What lines below contain the word "displayed"? Please pull each one out.

--- PROVIDED DATA Enclosed Below ---

Issue #5036, opened 2021-06-03
Multilanguage .NET 5 Winforms app crashes on French Windows, related to Del shortcut key


xpouyat:
* .NET Core Version:
.Net 5.0.6

* Have you experienced this same bug with .NET Framework?: 
No

**Problem description:**

There an issue with a new multilanguage .NET 5 winforms app when deployed and run on a French Windows OS. The published App crashes at start on the French Windows with error:
Description: The process was terminated due to an unhandled exception.
Exception Info: System.ArgumentException: Requested value ‘Del’ was not found.

The issue seems related to the shortcut key “Del”. On the French Windows, this key is named differently (“Suppr”) and that may be the root of the issue.
Strangely, other keys like “End” are rejected by designer in Visual Studio, telling “Property value is not valid”. But the no such message is displayed for the “Del” key.

**Expected behavior:**
Expected: No crash on French Windows when running the app.

**Minimal repro:**

- On a English Windows, create a new .NET 5 Winforms app with latest Visual Studio 2019 (Version 16.10.0)
- Select the mainform and set Localizable property to True
- Add a ContextMenuStrip control and add an entry “test” in it. Associate this entry to the “Del” key, by setting the ShortcutKeys to “Del”.
- Publish the app to a local folder
- Run the published app on a French Windows.
- The UI does not show, no error is displayed on screen.
- In the event viewer of the French Windows, there is an error :
Application: WinFormsApp9.exe
CoreCLR Version: 5.0.621.22011
.NET Version: 5.0.6
Description: The process was terminated due to an unhandled exception.
Exception Info: System.ArgumentException: Requested value ‘Del’ was not found.
at System.Enum.TryParseByName(RuntimeType enumType, String originalValueString, ReadOnlySpan1 value, Boolean ignoreCase, Boolean throwOnFailure, UInt64& result)    at System.Enum.TryParseInt32Enum(RuntimeType enumType, String originalValueString, ReadOnlySpan1 value, Int32 minInclusive, Int32 maxInclusive, Boolean ignoreCase, Boolean throwOnFailure, TypeCode type, Int32& result)
at System.Enum.TryParse(Type enumType, String value, Boolean ignoreCase, Boolean throwOnFailure, Object& result)
at System.Enum.Parse(Type enumType, String value)
at System.Windows.Forms.KeysConverter.ConvertFrom(ITypeDescriptorContext context, CultureInfo culture, Object value)
[...]

PR #8401, opened 2022-12-19
Fixing runtime crash if an application contains `ToolStripMenuItem` with configured shortcut and launched in other locales.

### LINKED ISSUE #2886: Runtime crash due to localization and the way designer serializes keyboard shortcuts
* .NET Core Version: 3.1.2

**Problem description:**

Steps to reproduce:
- Create a blank .NET Framework WinForms application with a Form.
- Set the Form to `Localizable = true` in the designer.
- Add context menu with single item.
- Set the `ShortcutKeys` on the item to `Control+C`.
- Observe that the application works just fine on .NET Framework 4.8.
- Switch locale at startup to German by `System.Threading.Thread.CurrentThread.CurrentUICulture = new System.Globalization.CultureInfo("de-DE");`
- Observe that the application still starts just fine on .NET Framework 4.8.
- Change the application to target `netcoreapp31` and it immediately crashes on startup.

The reason for the crash is that the .resx file contains the shortcut key serialized as
```
  <data name="booToolStripMenuItem.ShortcutKeys" type="System.Windows.Forms.Keys, System.Windows.Forms">
    <value>Ctrl+C</value>
  </data>
```

Notice that the serialized value starts with `Ctrl`, not `Control`. It is produced and consumed by `KeysConverter` class that is [locale dependent](https://github.com/dotnet/winforms/blob/df89eb965dd59fd15341972e3a6ce33e51a86317/src/System.Windows.Forms/src/System/Windows/Forms/KeysConverter.cs#L44-L66). While the value `Control` would work in any locale due to the fallback to names in the `Keys` enum the value `Ctrl` is taken from a dictionary that contains localized names. On .NET Core 3.1 in the German localization the name for `Control` key is `Strg`. Thus the value `Ctrl+C` in the resource file is invalid and causes conversion error at runtime.

Notably we migrated a large project from .NET Framework to .NET Core where we hit this issue. The .NET Framework also has similar issue in code but the localizations may differ which would explain why the problem is not hit.

Manually fixing the value in the .resx file to `Control+C` makes the application work in any locale but any further editing in the designer breaks it again.

**Expected behavior:**

No crash. The resources generated by the designer should be locale independent.

**Minimal repro:**

Here's the sample app created using the steps above. It is multi-targeting both .NET Framework and .NET Core so it can run in both variation from inside Visual Studio.

[WindowsFormsApp2.zip](https://github.com/dotnet/winforms/files/4226867/WindowsFormsApp2.zip)

NikitaSemenovAkvelon:
Fixes #2886 

## Proposed changes

- Added support for the `culture` parameter in `ConvertFrom` and `ConvertTo` methods.
- Dictionaries with localization are loaded per request.
- `KeysConverter` becomes more independent and doesn't contain the logic of choosing the "right" locale. 

## Customer Impact

- No crashes when an application is run in different locales.
- A developer's locale doesn't impact values in the .resx file.
- The placeholder when the shortcut isn't set becomes more apparent.

## Regression? 

- Yes (after migration to .net core).

## Risk

- Old applications that contain localized values of `ShortcutKeys` (e.g. Strg for de-DE) are crashed.
- `ShortcutKeysEditor` seems inconsistent due to `KeysConverter` receiving `CultureInfo.CurrentCulture` while `ShortcutKeysUI` is localized with `CultureInfo.CurrentUICulture`.

### Before

Screenshot 2022-12-19 142918
Screenshot 2022-12-19 142011
image

### After

image
image
Screenshot 2022-12-22 171839

## Test methodology 

- Manually 
 

## Test environment(s) 

.NET SDK:
 Commit:    1b80461e45

Runtime Environment:
 OS Name:     Windows
 OS Version:  10.0.22621

###### Microsoft Reviewers: [Open in CodeFlow](https://portal.fabricbot.ms/api/codeflow?pullrequest=https://github.com/dotnet/winforms/pull/8401)

### DIFF
--- a/src/System.Windows.Forms/src/Resources/SR.resx
+++ b/src/System.Windows.Forms/src/Resources/SR.resx
@@ -6963,4 +6963,7 @@ Stack trace where the illegal operation occurred was:
   <data name="FailedToLoadCursor" xml:space="preserve">
     <value>Failed to load cursor. Error '{1}'.</value>
   </data>
+  <data name="ResourceValueNotFound" xml:space="preserve">
+    <value>The resource value '{0}' was not found.</value>
+  </data>
 </root>
--- a/src/System.Windows.Forms/src/System/Windows/Forms/KeysConverter.cs
+++ b/src/System.Windows.Forms/src/System/Windows/Forms/KeysConverter.cs
@@ -15,34 +15,38 @@ namespace System.Windows.Forms;
 /// </summary>
 public class KeysConverter : TypeConverter, IComparer
 {
-    private IDictionary<string, Keys>? _keyNames;
-    private List<string>? _displayOrder;
+    private Dictionary<CultureInfo, List<string>>? _cultureToDisplayOrder;
+    private Dictionary<CultureInfo, Dictionary<string, Keys>>? _cultureToKeyName;
     private StandardValuesCollection? _values;
 
-    [MemberNotNull(nameof(_keyNames))]
-    [MemberNotNull(nameof(_displayOrder))]
+    [MemberNotNull(nameof(_cultureToDisplayOrder))]
+    [MemberNotNull(nameof(_cultureToKeyName))]
     private void Initialize()
     {
-        if (_keyNames is not null && _displayOrder is not null)
+        _cultureToDisplayOrder = new();
+        _cultureToKeyName = new();
+        AddLocalizedKeyNames(CultureInfo.InvariantCulture);
+    }
+
+    private void AddLocalizedKeyNames(CultureInfo cultureInfo)
+    {
+        if (CultureToDisplayOrder.ContainsKey(cultureInfo) && CultureToDisplayOrder.ContainsKey(cultureInfo))
         {
             return;
         }
 
-        Debug.Assert(_displayOrder is null);
-        Debug.Assert(_keyNames is null);
+        var localizedOrder = new List<string>(34);
+        var localizedNames = new Dictionary<string, Keys>(34);
 
-        _keyNames = new Dictionary<string, Keys>(34);
-        _displayOrder = new List<string>(34);
-
-        AddKey(SR.toStringEnter, Keys.Return);
+        AddLocalizedKey(nameof(SR.toStringEnter), Keys.Return);
         AddKey("F12", Keys.F12);
         AddKey("F11", Keys.F11);
         AddKey("F10", Keys.F10);
-        AddKey(SR.toStringEnd, Keys.End);
-        AddKey(SR.toStringControl, Keys.Control);
+        AddLocalizedKey(nameof(SR.toStringEnd), Keys.End);
+        AddLocalizedKey(nameof(SR.toStringControl), Keys.Control);
         AddKey("F8", Keys.F8);
         AddKey("F9", Keys.F9);
-        AddKey(SR.toStringAlt, Keys.Alt);
+        AddLocalizedKey(nameof(SR.toStringAlt), Keys.Alt);
         AddKey("F4", Keys.F4);
         AddKey("F5", Keys.F5);
         AddKey("F6", Keys.F6);
@@ -50,15 +54,16 @@ public class KeysConverter : TypeConverter, IComparer
         AddKey("F1", Keys.F1);
         AddKey("F2", Keys.F2);
         AddKey("F3", Keys.F3);
-        AddKey(SR.toStringPageDown, Keys.Next);
-        AddKey(SR.toStringInsert, Keys.Insert);
-        AddKey(SR.toStringHome, Keys.Home);
-        AddKey(SR.toStringDelete, Keys.Delete);
-        AddKey(SR.toStringShift, Keys.Shift);
-        AddKey(SR.toStringPageUp, Keys.Prior);
-        AddKey(SR.toStringBack, Keys.Back);
+        AddLocalizedKey(nameof(SR.toStringPageDown), Keys.Next);
+        AddLocalizedKey(nameof(SR.toStringInsert), Keys.Insert);
+        AddLocalizedKey(nameof(SR.toStringHome), Keys.Home);
+        AddLocalizedKey(nameof(SR.toStringDelete), Keys.Delete);
+        AddLocalizedKey(nameof(SR.toStringShift), Keys.Shift);
+        AddLocalizedKey(nameof(SR.toStringPageUp), Keys.Prior);
+        AddLocalizedKey(nameof(SR.toStringBack), Keys.Back);
+        AddLocalizedKey(nameof(SR.toStringNone), Keys.None);
 
-        //new whidbey keys follow here...
+        // new whidbey keys follow here...
         // Add string mappings for these values (numbers 0-9) so that the keyboard shortcuts
         // will be displayed properly in menus.
         AddKey("0", Keys.D0);
@@ -72,10 +77,20 @@ public class KeysConverter : TypeConverter, IComparer
         AddKey("8", Keys.D8);
         AddKey("9", Keys.D9);
 
+        CultureToKeyName.Add(cultureInfo, localizedNames);
+        CultureToDisplayOrder.Add(cultureInfo, localizedOrder);
+
         void AddKey(string key, Keys value)
         {
-            _keyNames[key] = value;
-            _displayOrder.Add(key);
+            localizedNames[key] = value;
+            localizedOrder.Add(key);
+        }
+
+        void AddLocalizedKey(string keyName, Keys value)
+        {
+            var key = SR.ResourceManager.GetString(keyName, cultureInfo)
+                      ?? throw new InvalidOperationException(string.Format(SR.ResourceValueNotFound, keyName));
+            AddKey(key, value);
         }
     }
 
@@ -83,25 +98,29 @@ public class KeysConverter : TypeConverter, IComparer
     ///  Access to a lookup table of name/value pairs for keys.  These are localized
     ///  names.
     /// </summary>
-    [MemberNotNull(nameof(_keyNames))]
-    [MemberNotNull(nameof(_displayOrder))]
-    private IDictionary<string, Keys> KeyNames
+    private Dictionary<CultureInfo, Dictionary<string, Keys>> CultureToKeyName
     {
         get
         {
-            Initialize();
-            return _keyNames;
+            if (_cultureToKeyName is null)
+            {
+                Initialize();
+            }
+
+            return _cultureToKeyName;
         }
     }
 
-    [MemberNotNull(nameof(_keyNames))]
-    [MemberNotNull(nameof(_displayOrder))]
-    private List<string> DisplayOrder
+    private Dictionary<CultureInfo, List<string>> CultureToDisplayOrder
     {
         get
         {
-            Initialize();
-            return _displayOrder;
+            if (_cultureToDisplayOrder is null)
+            {
+                Initialize();
+            }
+
+            return _cultureToDisplayOrder;
         }
     }
 
@@ -110,18 +129,14 @@ public class KeysConverter : TypeConverter, IComparer
     ///  type to the native type of the converter.
     /// </summary>
     public override bool CanConvertFrom(ITypeDescriptorContext? context, Type sourceType)
-    {
-        return sourceType == typeof(string) || sourceType == typeof(Enum[]) ? true : base.CanConvertFrom(context, sourceType);
-    }
+        => sourceType == typeof(string) || sourceType == typeof(Enum[]) || base.CanConvertFrom(context, sourceType);
 
     /// <summary>
     ///  Gets a value indicating whether this converter can
     ///  convert an object to the given destination type using the context.
     /// </summary>
     public override bool CanConvertTo(ITypeDescriptorContext? context, Type? destinationType)
-    {
-        return destinationType == typeof(Enum[]) ? true : base.CanConvertTo(context, destinationType);
-    }
+        => destinationType == typeof(Enum[]) || base.CanConvertTo(context, destinationType);
 
     /// <summary>
     ///  Compares two key values for equivalence.
@@ -144,50 +159,51 @@ public class KeysConverter : TypeConverter, IComparer
             {
                 return null;
             }
-            else
+
+            IDictionary<string, Keys> keyNames = GetKeyNames(culture);
+
+            // Parse an array of key tokens.
+            string[] tokens = text.Split(new char[] { '+' });
+            for (int i = 0; i < tokens.Length; i++)
             {
-                // Parse an array of key tokens.
-                string[] tokens = text.Split(new char[] { '+' });
-                for (int i = 0; i < tokens.Length; i++)
-                {
-                    tokens[i] = tokens[i].Trim();
-                }
-
-                // Now lookup each key token in our key hashtable.
-                Keys key = (Keys)0;
-                bool foundKeyCode = false;
-
-                for (int i = 0; i < tokens.Length; i++)
-                {
-                    if (!KeyNames.TryGetValue(tokens[i], out Keys currentKey))
-                    {
-                        // Key was not found in our dictionary.  See if it is a valid value in
-                        // the Keys enum.
-                        currentKey = (Keys)Enum.Parse(typeof(Keys), tokens[i]);
-                    }
-
-                    if ((currentKey & Keys.KeyCode) != 0)
-                    {
-                        // We found a match.  If we have previously found a
-                        // key code, then check to see that this guy
-                        // isn't a key code (it is illegal to have, say,
-                        // "A + B"
-                        if (foundKeyCode)
-                        {
-                            throw new FormatException(SR.KeysConverterInvalidKeyCombination);
-                        }
-
-                        foundKeyCode = true;
-                    }
-
-                    // Now OR the key into our current key
-                    key |= currentKey;
-                }
-
-                return (object)key;
+                tokens[i] = tokens[i].Trim();
             }
+
+            // Now lookup each key token in our key hashtable.
+            Keys key = 0;
+            bool foundKeyCode = false;
+
+            foreach (string token in tokens)
+            {
+                if (!keyNames.TryGetValue(token, out Keys currentKey))
+                {
+                    // Key was not found in our dictionary.  See if it is a valid value in
+                    // the Keys enum.
+                    currentKey = (Keys)Enum.Parse(typeof(Keys), token);
+                }
+
+                if ((currentKey & Keys.KeyCode) != 0)
+                {
+                    // We found a match.  If we have previously found a
+                    // key code, then check to see that this guy
+                    // isn't a key code (it is illegal to have, say,
+                    // "A + B"
+                    if (foundKeyCode)
+                    {
+                        throw new FormatException(SR.KeysConverterInvalidKeyCombination);
+                    }
+
+                    foundKeyCode = true;
+                }
+
+                // Now OR the key into our current key
+                key |= currentKey;
+            }
+
+            return key;
         }
-        else if (value is Enum[] valueAsEnumArray)
+
+        if (value is Enum[] valueAsEnumArray)
         {
             long finalValue = 0;
             foreach (Enum e in valueAsEnumArray)
@@ -217,30 +233,30 @@ public class KeysConverter : TypeConverter, IComparer
             return base.ConvertTo(context, culture, value, destinationType);
         }
 
-        bool asString = destinationType == typeof(string);
-        bool asEnum = !asString && destinationType == typeof(Enum[]);
-        if (asString || asEnum)
-        {
-            Keys key = (Keys)value;
-            return asString ? GetTermsString(key) : GetTermKeys(key);
-        }
-
-        return base.ConvertTo(context, culture, value, destinationType);
+        return destinationType == typeof(string)
+            ? GetTermsString((Keys)value)
+            : destinationType == typeof(Enum[])
+                ? GetTermKeys((Keys)value)
+                : base.ConvertTo(context, culture, value, destinationType);
 
         Enum[] GetTermKeys(Keys key)
         {
             List<Enum> termKeys = new();
-            Keys modifiers = (key & Keys.Modifiers);
+            Keys modifiers = key & Keys.Modifiers;
+            IDictionary<string, Keys> keyNames = GetKeyNames(culture);
+            IList<string> displayOrder = GetDisplayOrder(culture);
 
-            // First, iterate through and do the modifiers. These are
-            // additive, so we support things like Ctrl + Alt
-            for (int i = 0; i < DisplayOrder.Count; i++)
+            if (key != Keys.None)
             {
-                string keyString = DisplayOrder[i];
-                Keys keyValue = _keyNames[keyString];
-                if (modifiers.HasFlag(keyValue))
+                // First, iterate through and do the modifiers. These are
+                // additive, so we support things like Ctrl + Alt
+                foreach (var keyString in displayOrder)
                 {
-                    termKeys.Add(keyValue);
+                    Keys keyValue = keyNames[keyString];
+                    if (keyValue != Keys.None && modifiers.HasFlag(keyValue))
+                    {
+                        termKeys.Add(keyValue);
+                    }
                 }
             }
 
@@ -249,10 +265,9 @@ public class KeysConverter : TypeConverter, IComparer
             Keys keyOnly = key & Keys.KeyCode;
             bool foundKey = false;
 
-            for (int i = 0; i < DisplayOrder.Count; i++)
+            foreach (var keyString in displayOrder)
             {
-                string keyString = DisplayOrder[i];
-                Keys keyValue = _keyNames[keyString];
+                Keys keyValue = keyNames[keyString];
                 if (keyValue.Equals(keyOnly))
                 {
                     termKeys.Add(keyValue);
@@ -275,17 +290,21 @@ public class KeysConverter : TypeConverter, IComparer
         string GetTermsString(Keys key)
         {
             StringBuilder termStrings = new(32);
-            Keys modifiers = (key & Keys.Modifiers);
+            Keys modifiers = key & Keys.Modifiers;
+            IDictionary<string, Keys> keyNames = GetKeyNames(culture);
+            IList<string> displayOrder = GetDisplayOrder(culture);
 
-            // First, iterate through and do the modifiers. These are
-            // additive, so we support things like Ctrl + Alt
-            for (int i = 0; i < DisplayOrder.Count; i++)
+            if (key != Keys.None)
             {
-                string keyString = DisplayOrder[i];
-                Keys keyValue = _keyNames[keyString];
-                if (modifiers.HasFlag(keyValue))
+                // First, iterate through and do the modifiers. These are
+                // additive, so we support things like Ctrl + Alt
+                foreach (var keyString in displayOrder)
                 {
-                    termStrings.Append(keyString).Append('+');
+                    Keys keyValue = keyNames[keyString];
+                    if (keyValue != Keys.None && modifiers.HasFlag(keyValue))
+                    {
+                        termStrings.Append(keyString).Append('+');
+                    }
                 }
             }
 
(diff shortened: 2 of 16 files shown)


NikitaSemenovAkvelon:
**Important notes:**

- In `net481` it looks this way:
Screenshot 2022-12-19 141734
Screenshot 2022-12-19 140313

- Resource files contain value depending on version:
net481: Ctrl+D
net8 (before the fix): Strg+D
net8 (after the fix): Ctrl+D

**A few suggestions:**

1. To fix the crushes of old applications (the risk mentioned in the PR's description), add a workaround in `ShortcutKeysEditor` that would also check a parameter in the current locale in the `ConvertFrom` method.
2. Make a difference in resources of `ShortcutKeysEditor` for looking as in the `net481` version.

v-elnovikova (approved):
LGTM

dmitrii-drobotov (commented):
1. Let's say there is a .NET 7 app with "Strg+D" shortcut in resources, which is later updated to .NET 8 with this fix. As I understand the app will crash on runtime and designer won't load the form. I'm not sure it will be clear for developers what exactly needs to be changed in order to fix it. Is it possible to provide more details in this case?
2. Does it also fix scenario from https://github.com/dotnet/winforms/issues/5036?

Tanya-Solyanik:
What happens if a NET 8application is retargetted to NET7 in VS?

Tanya-Solyanik:
What happens if a NET 8application is retargettted to NET7 in VS?

NikitaSemenovAkvelon:
> Let's say there is a .NET 7 app with "Strg+D" shortcut in resources, which is later updated to .NET 8 with this fix. As I understand the app will crash on runtime and designer won't load the form.

Yes, an error would look like this:
image

> Is it possible to provide more details in this case? Maybe a breaking change page in docs could be useful?

Yes, we could handle this case and throw an exception with a detailed message. Also, we can modify the docs.

> Does it also fix scenario from https://github.com/dotnet/winforms/issues/5036?

I guess, it looks like the reason is the same.

> What happens if a NET 8application is retargetted to NET7 in VS?

It depends on the user's locale. For example, if the user has `de-DE`, the behavior will be exactly the same as described in this issue. But in other locales localized value of `toStringControl` is the same as in invariant culture.
I published this fix because in my humble opinion it covered most of the cases without workarounds. Even if we add a second dictionary that contains localized values it will crash when the resource file will have localized value in one locale while the application is opened in another non-invariant locale (e.g. `toStringBack` has different values in each locale). 
To prevent all crashes we have to check an incoming value in all locales and return only in the invariant culture. Whereas, it would a workaround for supporting previous versions and it also would reduce speed a bit.

src/System.Windows.Forms/src/System/Windows/Forms/KeysConverter.cs
```diff
@@ -79,6 +79,10 @@ void AddKey(string key, Keys value)
                 _keyNames[key] = value;
                 _displayOrder.Add(key);
             }
+
+            string GetResourceValueAsInvariant(string name)
+                => SR.ResourceManager.GetString(name, CultureInfo.InvariantCulture)
+                   ?? throw new InvalidOperationException($"The resource value hasn't been found for '{name}'.");
```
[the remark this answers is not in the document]
NikitaSemenovAkvelon: In this method, it doesn't make sense. It is just a double-check validation due to `ResourceManager.GetString` returning `nullable-string`.

src/System.Windows.Forms/src/System/Windows/Forms/KeysConverter.cs
```diff
@@ -36,29 +36,29 @@ private void Initialize()
             _keyNames = new Dictionary<string, Keys>(34);
             _displayOrder = new List<string>(34);
 
-            AddKey(SR.toStringEnter, Keys.Return);
+            AddKey(GetResourceValueAsInvariant(nameof(SR.toStringEnter)), Keys.Return);
```
Tanya-Solyanik, line 39: How did this code work in the .NET Framework designer? These strings were localized previously as well.

Tanya-Solyanik (commented):
In addition to this change we could add a custom TypeConverter to the designer to handle localization for downlevel versions of the framework.

src/System.Windows.Forms/src/System/Windows/Forms/KeysConverter.cs
Tanya-Solyanik, line 39: Please use collection initializer instead of `AddKey`.

NikitaSemenovAkvelon:
I've decided to rework PR to support provided culture in ConvertFrom and ConvertTo methods. According to a comment (https://github.com/dotnet/winforms/issues/2886#issuecomment-590344662) it was really broken. And it works as expected, the bug has gone but localization in runtime is still working.

src/System.Windows.Forms/src/System/Windows/Forms/KeysConverter.cs
```diff
@@ -330,7 +337,7 @@ public override StandardValuesCollection GetStandardValues(ITypeDescriptorContex
         {
             if (_values is null)
             {
-                Keys[] list = KeyNames.Values.ToArray();
+                Keys[] list = KeyNames[CultureInfo.InvariantCulture].Values.ToArray();
```
dmitrii-drobotov, line 340: Can you check in which culture `GetStandardValues` was returning in .NET Framework and .NET 7? It may have been returning values in current culture instead of invariant, and in that case I would keep existing behavior.

src/System.Windows.Forms/src/System/Windows/Forms/KeysConverter.cs
```diff
@@ -17,77 +17,87 @@ namespace System.Windows.Forms
...
+        {
+            Debug.Assert(_keyNames is not null);
+            if (_keyNames.ContainsKey(cultureInfo))
             {
-                _keyNames[key] = value;
-                _displayOrder.Add(key);
+                return;
             }
+
+            _keyNames = new Dictionary<CultureInfo, IDictionary<string, Keys>>();
```
dreddy-work, line 45: `_keyNames` should have already been assigned by this time. Also, if this dictionary is expected to have more than one culture stored in this, assigning like this will reset it.

elachlan:
Maybe we should merge PR #8485 with this?

elachlan:
Are the keys serialized to their non-localized values in the designer code? What happens if the translation changes? Can a form be designed okay between culture changes?

dreddy-work:
> Are the keys serialized to their non-localized values in the designer code? What happens if the translation changes? Can a form be designed okay between culture changes?

Localized Forms serialize into resx for the properties that are language dependent.  May be i didn't get your question.

NikitaSemenovAkvelon:
> Maybe we should merge PR #8485 with this?

It's not a problem to merge these separately, because these fix different cases and complement each other well.

src/System.Windows.Forms/src/System/Windows/Forms/KeysConverter.cs
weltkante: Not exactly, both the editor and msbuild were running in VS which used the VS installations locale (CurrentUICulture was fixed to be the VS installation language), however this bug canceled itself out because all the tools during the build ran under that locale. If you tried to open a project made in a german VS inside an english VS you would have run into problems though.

--- End of Enclosed PROVIDED DATA ---

TASK OUTPUT:
Strangely, other keys like “End” are rejected by designer in Visual Studio, telling “Property value is not valid”. But the no such message is displayed for the “Del” key.
- The UI does not show, no error is displayed on screen.
         // will be displayed properly in menus.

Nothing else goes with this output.